I have problem with server slowdowns in very specific scenario. The facts are:
- 1) I use computational application WRF (Weather Research and Forecast)
- 2) I use Dual Xeon E5-2620 v3 with 128GB RAM (NUMA architecture - probably related to problem!)
- 3) I run WRF with mpirun -n 22 wrf.exe (I have 24 logical cores available)
- 4) I use Centos 7 with 3.10.0-514.26.2.el7.x86_64 kernel
- 5) Everthing works OK in terms of computational performance until one of things happen:
- 5a) linux file cache gets some data, or
- 5b) I use tmpfs and fill it with some data
In 5a or 5b scenario, my WRF start to slow down suddenly and get sometimes even ~5x slower than normal.
- 6) RAM does not get swapped, it is not even close to happening, I have around 80% of RAM free in worst case scenario!

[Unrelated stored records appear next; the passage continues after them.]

PR #952, opened 2022-01-17
Adding Cluster mode env variable

Jayachand:
## Description of the change

> Changing default cluster mode to false.
> Currently even though cluster mode is enabled, only one replica is used. Dropping cluster mode increases ingestion rate too

> Right now CLUSTER_ENABLED is not set explicitly i.e. running in cluster mode. 
> There is no compulsory requirement for cluster setup. 

## Type of change

## Related issues

> Fix [#1]() 

### Development

- [ ] Lint rules pass locally

### Code review 


destTransformer.js
```diff
@@ -8,7 +8,9 @@ const { testRouter } = require("./testRouter");
 const cluster = require("./util/cluster");
 const { addPrometheusMiddleware } = require("./middleware");
 
-const clusterEnabled = process.env.CLUSTER_ENABLED !== "false";
+const clusterEnabled = process.env.CLUSTER_MODE
```
sanpj2292, line 11: Currently in deployment do we have `CLUSTER_MODE` explicitly mentioned ?
It seems like we need to explicitly mention if we want cluster mode, is that fine ? @saikumarrs @utsabc

destTransformer.js
```diff
@@ -8,7 +8,9 @@ const { testRouter } = require("./testRouter");
...
+  ? process.env.CLUSTER_MODE.toLowerCase() === "true"
+  : false;
```
saikumarrs, line 13: Let's use simpler syntax,

```suggestion
const clusterEnabled = process.env.CLUSTER_MODE?.toLowerCase() === "true";
```

destTransformer.js
saikumarrs: I'm having a deja vu moment. I think I have seen this exact comment before but the timestamp on this comment is just a few mins old.

saikumarrs: Anyway, that's a good point. We should check the configuration as this inverts the condition.

Jayachand: changed to CLUSTER_ENABLED

destTransformer.js
Jayachand: Right, transformer is in node 14 now. Added change

destTransformer.js
saikumarrs: If the CLUSTER_ENABLED is `undefined`, previously it would translate to cluster mode being enabled. The current changes don't support it anymore.
Why are we doing this? 
If it's an intended decision, have we updated/intend to update all the deployment configruations?

Jayachand: correct with this change, by default cluster mode is disabled. Also everywhere transformer is deployed, it is always associated with env variable NUM_PROCS=1 i.e. having single replica. Considering there is no specific requirement for cluster mode and with observation that memory usage is somewhat less compared to that of cluster and request processing is also faster. Hence proposing default behaviour as disabling cluster.

sanpj2292: So with this change now, cluster mode will not be available anymore & we are ok with it
Also we would not need to make change in devops or anywhere with this change in transformer
Whenever we need the cluster mode to be enabled we would need the changes to be made in devops repo for transformer service. Is that right ?

saikumarrs: Makes sense. Thanks, @Jayachand.

saikumarrs (approved):

destTransformer.js
Jayachand: Will collect metrics on cpu/memory usage with/without cluster to validate

Jayachand: With isolate-vm & several other packages being updated, Will take reading of fresh load tests (after total package updation) and evaluate this config validity.

Jayachand:
Closing this PR. Not a requirement right now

- 7) vm.zone_reclaim_mode = 1 in /etc/sysctl.conf seems to help a bit to delay issue in 5a scenario
- 8) echo 1 > /proc/sys/vm/drop_caches resolve problem completely in 5a scenario, restores WRF performance to maximum speed, but only temporary until file cache get data again, so I use this command in cron (don't worry, it IS ok, I use computer only for WRF and it does not need file cache to work at full performance)
- 9) but, above command still does nothing in 5b scenario (when I use tmpfs for temporary files)
- 10) perfomanace is restored in 5b scenario only if I manually empty tmpfs
- 11) It is not WRF or mpi problem
- 12) This happens only on this one computer type and I administer a lot of them for same/similar purporse (WRF). Only this one has full NUMA architecture so I suspect this has something with it
- 13) I also suspect that RHEL kernel has something with this but not sure, didn't tried to reinstall into different distro yet
- 14) numad and numactl option to invoke mpirun like "numactl -l", did not make any difference
Let me know if you have any idea to try to aviod those slowdowns.
One idea come to me after following some "Related" links on this question. Can Transparent Huge Pages be a source of this problem? Some articles highly suggest that THP does not play well on NUMA systems.